[Start of section]
PR #1183, opened 2019-11-15
Add update balloon notification

### LINKED ISSUE #1072: [gui] add a notification for "New version of Multipass available"
We currently have a system tray item when there's an update available, [where possible](https://doc.qt.io/qt-5/qsystemtrayicon.html#supportsMessages) we should show a bubble, too - ideally resulting in opening https://multipass.run.

townsend2010:
Adds a notification for when an update is available.
Adds a first run notification to alert the user that the Multipass tray icon menu is running.

Fixes #1072 

---
The easiest way to test this is on Windows and modify the following files:
- `src/version.h.in`
  -  Change `constexpr auto version_string = "@MULTIPASS_VERSION@";` to `constexpr auto version_string = "0.6.0";` (or a version less than what is currently released).
- `src/client/gui/gui_cmd.cpp`
  - Change `about_update_timer.start(24h);` to `about_update_timer.start(60s);` (or whatever duration you'd like the notification to show).

Also, for the first run notification, due to a bug in Qt, the custom Multipass icon will not show in this notification on Ubuntu.  It should be there for the other platforms though.

### DIFF
--- a/src/client/gui/gui_cmd.cpp
+++ b/src/client/gui/gui_cmd.cpp
@@ -208,6 +208,7 @@ void cmd::GuiCmd::update_about_menu()
     {
         update_action.setWhatsThis(QString::fromStdString(reply.update_info().url()));
         tray_icon_menu.insertAction(about_menu.menuAction(), &update_action);
+        tray_icon.showMessage("New Multipass update available", QString::fromStdString(reply.update_info().url()));
     }
     else
     {
@@ -220,6 +221,9 @@ void cmd::GuiCmd::create_menu()
     tray_icon.setContextMenu(&tray_icon_menu);
 
     tray_icon.setIcon(QIcon{":images/multipass-icon.png"});
+
+    QObject::connect(&tray_icon, &QSystemTrayIcon::messageClicked,
+                     [this] { QDesktopServices::openUrl(QUrl(update_action.whatsThis())); });
 
     QObject::connect(&list_watcher, &QFutureWatcher<ListReply>::finished, this, &GuiCmd::update_menu);
 
--- a/src/client/gui/gui_cmd.cpp
+++ b/src/client/gui/gui_cmd.cpp
@@ -106,6 +106,16 @@ mp::ReturnCode cmd::GuiCmd::run(mp::ArgParser* parser)
     create_menu();
     tray_icon.show();
 
+    QFile first_run_file(QStandardPaths::writableLocation(QStandardPaths::AppDataLocation) + "/first_run");
+
+    if (!first_run_file.exists())
+    {
+        tray_icon.showMessage("Multipass System Tray Menu", "The Multipass system tray menu is now running",
+                              tray_icon.icon());
+        first_run_file.open(QIODevice::WriteOnly);
+        first_run_file.close();
+    }
+
     return static_cast<ReturnCode>(QCoreApplication::exec());
 }
 
--- a/src/client/gui/gui_cmd.cpp
+++ b/src/client/gui/gui_cmd.cpp
@@ -110,7 +110,11 @@ mp::ReturnCode cmd::GuiCmd::run(mp::ArgParser* parser)
 
     if (!first_run_file.exists())
     {
-        tray_icon.showMessage("Multipass System Tray Menu", "The Multipass system tray menu is now running",
+        // Each platform refers to the "system tray", icons, and the "menu bar" by different terminology.
+        // A platform dependent mechanism is used to get the terms via a QStringList.
+        auto notification_area_terms = mp::cli::platform::gui_tray_notification_strings();
+        tray_icon.showMessage(QString("Multipass is in your %1").arg(notification_area_terms[0]),
+                              QString("Click on the %1 for available options").arg(notification_area_terms[1]),
                               tray_icon.icon());
         first_run_file.open(QIODevice::WriteOnly);
         first_run_file.close();
--- a/src/client/gui/gui_cmd.cpp
+++ b/src/client/gui/gui_cmd.cpp
@@ -111,11 +111,9 @@ mp::ReturnCode cmd::GuiCmd::run(mp::ArgParser* parser)
     if (!first_run_file.exists())
     {
         // Each platform refers to the "system tray", icons, and the "menu bar" by different terminology.
-        // A platform dependent mechanism is used to get the terms via a QStringList.
-        auto notification_area_terms = mp::cli::platform::gui_tray_notification_strings();
-        tray_icon.showMessage(QString("Multipass is in your %1").arg(notification_area_terms[0]),
-                              QString("Click on the %1 for available options").arg(notification_area_terms[1]),
-                              tray_icon.icon());
+        // A platform dependent mechanism is used to get the messages via a QStringList.
+        auto notification_area_strings = mp::cli::platform::gui_tray_notification_strings();
+        tray_icon.showMessage(notification_area_strings[0], notification_area_strings[1], tray_icon.icon());
         first_run_file.open(QIODevice::WriteOnly);
         first_run_file.close();
     }
--- a/src/client/gui/gui_cmd.cpp
+++ b/src/client/gui/gui_cmd.cpp
@@ -221,7 +221,7 @@ void cmd::GuiCmd::update_about_menu()
         update_action.setWhatsThis(QString::fromStdString(reply.update_info().url()));
         tray_icon_menu.insertAction(about_menu.menuAction(), &update_action);
         tray_icon.showMessage("New Multipass update available",
-                              QString("Version %1 is availble. Click for more information.")
+                              QString("Version %1 is available. Click here for more information.")
                                   .arg(QString::fromStdString(reply.update_info().version())));
     }
     else
--- a/src/client/gui/gui_cmd.cpp
+++ b/src/client/gui/gui_cmd.cpp
@@ -25,8 +25,9 @@
 #include <multipass/settings.h>
 #include <multipass/version.h>
 
-#include <QCoreApplication>
+#include <QApplication>
 #include <QDesktopServices>
+#include <QStyle>
 #include <QtConcurrent/QtConcurrent>
 
 namespace mp = multipass;
@@ -206,9 +207,12 @@ void cmd::GuiCmd::update_about_menu()
 
     if (update_available(reply.update_info()))
     {
+        update_action.setIcon(QApplication::style()->standardIcon(QStyle::SP_MessageBoxInformation));
         update_action.setWhatsThis(QString::fromStdString(reply.update_info().url()));
         tray_icon_menu.insertAction(about_menu.menuAction(), &update_action);
-        tray_icon.showMessage("New Multipass update available", QString::fromStdString(reply.update_info().url()));
+        tray_icon.showMessage("New Multipass update available",
+                              QString("Version %1 is availble. Click for more information.")
+                                  .arg(QString::fromStdString(reply.update_info().version())));
     }
     else
     {
@@ -255,7 +259,7 @@ void cmd::GuiCmd::create_menu()
     initiate_about_menu_layout();
 
     menu_update_timer.start(1s);
-    about_update_timer.start(12h);
+    about_update_timer.start(24h);
 }
 
 void cmd::GuiCmd::initiate_menu_layout()
--- a/include/multipass/cli/client_platform.h
+++ b/include/multipass/cli/client_platform.h
@@ -33,6 +33,7 @@ void parse_transfer_entry(const QString& entry, QString& path, QString& instance
 int getuid();
 int getgid();
 void open_multipass_shell(const QString& instance_name);
+QStringList gui_tray_notification_strings();
 }
 }
 }
--- a/src/platform/client/client_platform_linux.cpp
+++ b/src/platform/client/client_platform_linux.cpp
@@ -27,3 +27,8 @@ void mcp::open_multipass_shell(const QString& instance_name)
     QProcess::startDetached(
         "xterm", {"-title", instance_name, "-j", "-e", QString("multipass shell %1 || read").arg(instance_name)});
 }
+
+QStringList mcp::gui_tray_notification_strings()
+{
+    return {"System tray", "status icon"};
+}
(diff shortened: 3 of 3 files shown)


townsend2010:
Ok, this is ready for the first review pass.  I'm sure the strings will need to be tweaked :grin:

src/client/gui/gui_cmd.cpp
```diff
@@ -105,6 +106,16 @@ mp::ReturnCode cmd::GuiCmd::run(mp::ArgParser* parser)
...
 
+    QFile first_run_file(QStandardPaths::writableLocation(QStandardPaths::AppDataLocation) + "/first_run");
+
+    if (!first_run_file.exists())
+    {
+        tray_icon.showMessage("Multipass System Tray Menu", "The Multipass system tray menu is now running",
+                              tray_icon.icon());
+        first_run_file.open(QIODevice::WriteOnly);
+        first_run_file.close();
+    }
```
Saviq: I wonder if we should just use the `Settings` class for this to avoid multiplying entities?

src/client/gui/gui_cmd.cpp
```diff
@@ -206,8 +217,12 @@ void cmd::GuiCmd::update_about_menu()
 
     if (update_available(reply.update_info()))
     {
+        update_action.setIcon(QApplication::style()->standardIcon(QStyle::SP_MessageBoxInformation));
         update_action.setWhatsThis(QString::fromStdString(reply.update_info().url()));
         tray_icon_menu.insertAction(about_menu.menuAction(), &update_action);
+        tray_icon.showMessage("New Multipass update available",
+                              QString("Version %1 is availble. Click for more information.")
```
Saviq:
```suggestion
                              QString("Version %1 is availble. Click here for more information.")
```
I know the "here" bit can't actually be a link, but "Click for…" kinda begs the question "where do I click again?".

src/client/gui/gui_cmd.cpp
townsend2010: Hmm, that would work, but it does somewhat expose a key to the user to muck around with.  That said, we wouldn't explicitly expose the key, so the user would have to look at source code to figure out how to set/unset it.  If we're fine with that, then I can move it into the `Settings` handler.

src/client/gui/gui_cmd.cpp
townsend2010: Ok, sure.

src/client/gui/gui_cmd.cpp
ricab: Well, it is not a setting, is it? It's an internal flag that we want to persist to and read from disk. The `Settings` class includes that capability but, as Chris points out, it goes beyond it, exposing things to the user. I'd rather not abuse it and leak internal implementation details. 

That would affect future settings frontends, including support for text editing (we'd have to identify and filter things). It is safer and cleaner to keep invariants alone than changing concepts just to include extra entities.

The extra entity will be odd either way. It has less of an impact placed alone than in the wrong group. If such entities got multiplied, a separate group could be created, similar to settings, but with a separate file and no user exposure.

Saviq:
Works! Only meh is the `multipass.gui.exe` identifier on Windows, think there's a way to make it say "Multipass"?

obraz

src/client/gui/gui_cmd.cpp
Saviq: I can easily see this as a "hidden" setting, when we introduce more "first run" behaviours, the user may find out that there is a "first_run" hidden setting if they want to go through them again (think a wizard or something).

src/client/gui/gui_cmd.cpp
```diff
@@ -105,6 +106,16 @@ mp::ReturnCode cmd::GuiCmd::run(mp::ArgParser* parser)
     create_menu();
     tray_icon.show();
 
+    QFile first_run_file(QStandardPaths::writableLocation(QStandardPaths::AppDataLocation) + "/first_run");
+
+    if (!first_run_file.exists())
+    {
+        tray_icon.showMessage("Multipass System Tray Menu", "The Multipass system tray menu is now running",
```
Saviq: I'll sleep on this string, "system tray" apparently not a common enough term…

src/client/gui/gui_cmd.cpp
Saviq: At the very least, we should be able to use the same concept that Settings does for any such internal state storage.

I would rather make this a hidden setting for users to "muck about" with rather than have them muck about with the files directly.

src/client/gui/gui_cmd.cpp
townsend2010: Yeah, I struggled with the wording here...

townsend2010:
> Only meh is the `multipass.gui.exe` identifier on Windows,

Ok, I'll see if there is some way to change that.

src/client/gui/gui_cmd.cpp
ricab: One can always find possible uses for an implementation detail. If they come about, it can be consciously promoted to interface.

Settings are part of our interface, internal files aren't. If the user tampers with those, they're on their own. 

I understand the impulse to reuse functionality, I still don't see a strong reason to move the interface/impl boundary, especially since it's 3 LOC above.

src/client/gui/gui_cmd.cpp
townsend2010: Done.  And I also fixed a type in what I originally had :grin:

src/client/gui/gui_cmd.cpp
townsend2010: Thinking it about some more and reading the feedback, it just seems unnatural a "one and done" thing would be a setting.  To me, if we wanted to make this a setting, it should either always show the startup notification or not, something like `client.gui.show-start-notification` and be a boolean.  Otherwise, for true "first run" type of things, we should rely on something else such as what I currently have.

Saviq: > I understand the impulse to reuse functionality, but I still don't see a strong reason to move the interface/impl boundary, especially since it's 3 LOC above.

3 LOC here, 3 in a bunch of other places around the code… Just look in `/var/snap/multipass/common/data/multipassd` at the amount of files we're already storing some state in. Each of those can get corrupted and we have little protection against that. We're heavily multithreaded and it's mostly by chance that we're not stepping on one another's toes when writing / reading them.

Which is why I suggested that the _concept_ behind the Settings class can be useful for this, even if I got outvoted about allowing `multipass set/get …` to affect this state.

> it just seems unnatural a "one and done" thing would be a setting

To me, on the other hand, this is just state. I don't see a difference between a file that is created (and can be removed) and a boolean stored in a file somewhere. It's not like we can blow a fuse :).

That got me thinking, btw, that this shouldn't be a blanket "first run done". We should be more granular - "first run notification shown", because if we introduce some other do-once behaviours, we're likely to want them to run for users that ran Multipass already, but that have not, say, gone through a first-run wizard.

ricab: > Just look in /var/snap/multipass/common/data/multipassd at the amount of files we're already storing some state in.

So what? Files and dirs are nice units to organize non-volatile info. I am sure one or two things could be improved, but I don't see a structural problem.

> Each of those can get corrupted and we have little protection against that.

Anything can get corrupted. Whether the bytes are in separate or the same file has no bearing on it.

> To me, on the other hand, this is just state. I don't see a difference between a file that is created (and can be removed) and a boolean stored in a file somewhere.

The difference is public vs private &ndash; crucial distinction, probably the 1st consideration to organize data. The direct correspondence between our `Settings` concept and interface data is valuable. It makes everything clean and easy to reason about. It is worth preserving. Lumping everything together would hamper organization, not improve it.

> We should be more granular

I'd favor introducing complexity when it is needed.

townsend2010: > To me, on the other hand, this is just state. I don't see a difference between a file that is created (and can be removed) and a boolean stored in a file somewhere.

I definitely understand wanting to keep all persistent gui states in a single file. I do think these states should not be modifiable by the user other than potential interactions with the gui itself, so the keys should not be exposed to the user and not be modifiable by `multipass set`.  

I read up on the `QSettings` documentation and it suggests using it for storing persistent gui states.  So I think in the long run, using our `Settings` infrastructure is the right thing to do, but that requires expanding it to be able handle "hidden" keys, etc.

Given the time crunch of wanting another release out very soon, I don't see that it is possible to implement it in our `Settings` code right now.  we are going to have tech debt for this, so I say we use the simplest way to make it work, like what I currently have.  Either that, or drop this notification for now and add it in when we have time to implement it correctly.

Saviq: > > Just look in /var/snap/multipass/common/data/multipassd at the amount of files we're already storing some state in.
> 
> So what? Files and dirs are nice units to organize non-volatile info. I am sure one or two things could be improved, but I don't see a structural problem.
>
> > Each of those can get corrupted and we have little protection against that.
> 
> Anything can get corrupted. Whether the bytes are in separate or the same file has no bearing on it.

IMO the structural problem is that we don't have a central place that we handle this.
 
> > To me, on the other hand, this is just state. I don't see a difference between a file that is created (and can be removed) and a boolean stored in a file somewhere.
> 
> The difference is public vs private – crucial distinction, probably the 1st consideration to organize data. The direct correspondence between our `Settings` concept and interface data is valuable. It makes everything clean and easy to reason about. It is worth preserving. Lumping everything together would hamper organization, not improve it.

Which is why I said I'd be OK with the _concept_ behind Settings (the singleton class, the storage) being used for state, too - without exposing it to the user.

> > We should be more granular
> 
> I'd favor introducing complexity when it is needed.

That approach does extend the complexity though to migration. When we later want to introduce other first-run behaviours, we'd need to migrate the "first-run" state to a new one.

> > To me, on the other hand, this is just state. I don't see a difference between a file that is created (and can be removed) and a boolean stored in a file somewhere.
> 
> I definitely understand wanting to keep all persistent gui states in a single file. I do think these states should not be modifiable by the user other than potential interactions with the gui itself, so the keys should not be exposed to the user and not be modifiable by `multipass set`.

WFM

> I read up on the `QSettings` documentation and it suggests using it for storing persistent gui states. So I think in the long run, using our `Settings` infrastructure is the right thing to do, but that requires expanding it to be able handle "hidden" keys, etc.

Or just have a separate `State` singleton that will be internal only.

> Given the time crunch of wanting another release out very soon, I don't see that it is possible to implement it in our `Settings` code right now. we are going to have tech debt for this, so I say we use the simplest way to make it work, like what I currently have. Either that, or drop this notification for now and add it in when we have time to implement it correctly.

Yeah, agreed. If we don't want it in `Settings`, that is too much for now.

ricab: To be clear, I am not proposing a file per flag, but certificates separate from instances separate from metrics, I think is good. It's like single responsibility applied to files. Unfortunately this new flag just has no good company ATM.

Notice that more info in a single file -> more race potential. By using separate files for different purposes, you effectively delegate synchronization to the OS (threads don't collide in disk IO if they use their own file).

src/client/gui/gui_cmd.cpp
Saviq: We said this will need to be platform specific though?

It's ["System menu"](https://support.apple.com/guide/mac-help/menu-bar-mchlp1446/mac) on macOS, ["Notification area"](https://en.wikipedia.org/wiki/Taskbar#Taskbar_elements) on Windows, ["App indicators"/"Status icons"/"System tray"](https://blogs.gnome.org/aday/2017/08/31/status-icons-and-gnome/) on Linux…

I'm thinking:
- "Multipass is in your System menu", "Click on the icon in the menu bar for available options"
- "Multipass is in your Notification area", "Click on the icon in the taskbar for available options"
- "Multipass is in your System tray", "Click on the status icon for available options"

I can't see a better way…

src/client/gui/gui_cmd.cpp
ricab: Oops, I did not see the last message.

I will say I recognize some appeal in having a dedicated entity to route and gate disk IO, as long as private/public is distinguished. But I agree that would go beyond this PR.

src/client/gui/gui_cmd.cpp
townsend2010: > We said this will need to be platform specific though?

We originally said that because of what I thought at the time that Mac did not support clicking on the notification message and emitting a signal to invoke a slot (which is to open the default web browser to multipass.run).  However, that does work, so thus far, this code works across all platforms.  The only thing I've seen so far being platform specific is packaging changes to make this work.

That said, it's just strings and it's trivial to add platform specific string fetching via the platform interface.  I'll add that with the strings you suggest and we'll go from there.

src/client/gui/gui_cmd.cpp
Saviq: > certificates separate from instances separate from metrics, I think is good

FWIW I would say at least these three would be "good company" for this incoming flag:
- `multipassd-send-metrics.yaml`
- `network/multipass_subnet`
- `multipass-unique-id`

townsend2010:
The `multipass.gui.exe` identifier in Windows is fixed via a PR for `full`.

src/client/gui/gui_cmd.cpp
townsend2010: Ok, this is done.  It will of course break the other builds, but is trivial to fix that in full with the correct terminology.

src/client/gui/gui_cmd.cpp
ricab: Suppose we merge with those. If the gui starts around the time metrics are being treated, there is a collision. You now need to implement disk IO synchronization across processes, while that was previously done by the OS for free. I fail to see what exact gain would justify the cost.

Of course we could generalize this flag to a launch count and decide that was useful metrics, or make it some sort of setting, but that would be different motivation altogether.

Perhaps a disk IO entity could be useful in cases where there is already a race for the same data. But do we have many such cases? If we don't, aren't we better off just avoiding them? Having entities encapsulate their data in files?

ricab: One other point. Settings, by definition, are used by multiple entities (setter and settee). That's why they need a coordinating entity (our `Settings` class). 

(Talking about this, I realized the synchronization mechanism is missing: #1221)

ricab:
I just noticed one detail that might be improved: on windows, a right click is needed, perhaps the msg could reflect that.

Saviq:
@ricab thanks, will do.

bors r+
[End of section]
Task statement =
Set down exactly the lines above that run from the start of the listing to the line with "### LINKED ISSUE". Leave out every later line.

Task solution =
PR #1183, opened 2019-11-15
Add update balloon notification

### LINKED ISSUE #1072: [gui] add a notification for "New version of Multipass available"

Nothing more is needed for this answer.